I could go as far into detail as I wanted about how to set up an organization and bring it to a power of authority through the government and the animal rescue league. I'm not sure if we'd have enough volunteer's though, thats the commitment we'd have to make with, or without volunteers by our sides.


----------



## twitch (Jan 4, 2007)

go get the information. if nothing else we will have if we ever need it. we'll also know a bit better the restictions teh SPCA has and all that. 

i still think the pet stores would be more receptive to someone that has the authority of at least a collective name if not an organization to be accepting fliers to hand out, even if they only do it after the purchase of the animal. 

and again, the issue of the costs to even just make enough fliers to be handed out to everyone that buys an animal at a petstore in all the surrounding pet stores... that can get pretty high. even if you assume a low number like only a 50-100 a day are actually taken. we'll also have to find information on the proper, basic care of each animal that is sold there. that can be a lot of different animals. and of course too, if the store is handing them out they'll want them to be professional looking and glossy. 

i think more information is needed here.


----------



## yashu (Sep 14, 2007)

Well I can tell you this... it is the job of the pet store to educate, not us. The problem is, what is going to get them to do it properly?

I will tell you one more thing, and that is PETA has only done harm to the cause of animal mistreatment.
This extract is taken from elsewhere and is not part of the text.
Issue #11, opened 2021-09-10
Add provider config to distinguish between entry node and service provider


david415:
We should perhaps disallow entry nodes to coexist with service provider on the same host. Instead the approach we want is to have some providers hosting mixnet services like memspool and other providers acting as entry nodes for the mixnet client connections. I reckon it would be a simple code change.

The open question for katzenpost dev team is: Should we make the above mandatory or optional?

They have done the exact same thing has the RIAA and the MPAA with regards to controlling music and movie piracy. They have only made the situation worse, the desire to rebel greater, and they have tarnished the image of those that they claim to represent.


----------



## glindella (Sep 9, 2007)

1. Most large chain pet stores do have pamphlets, Petsmart does, Pet Supplies Plus does and I believe Petco does. Its not the stores fault the people refuse to read them.

2. Parents are often more concerned with what their kids want opposed to what is best for the animal. I can not count the number of times I am asked "what pet you can ignore" or "what doesn't require care". Unfortunately we can not refuse a sale unless we have concrete proof they will be mistreating the animal, I do my damnedest to talk people out of things though. No matter how many times I tell the mother that two adult hamsters will fight to the death she will still buy two because they will "look cute playing together" and she has two kids, god forbid she buy two cages. In general people do not listen, I can tell them 500 times the iguana they're buying will out grow a 10 gallon in a few weeks, doesn't change their mind. 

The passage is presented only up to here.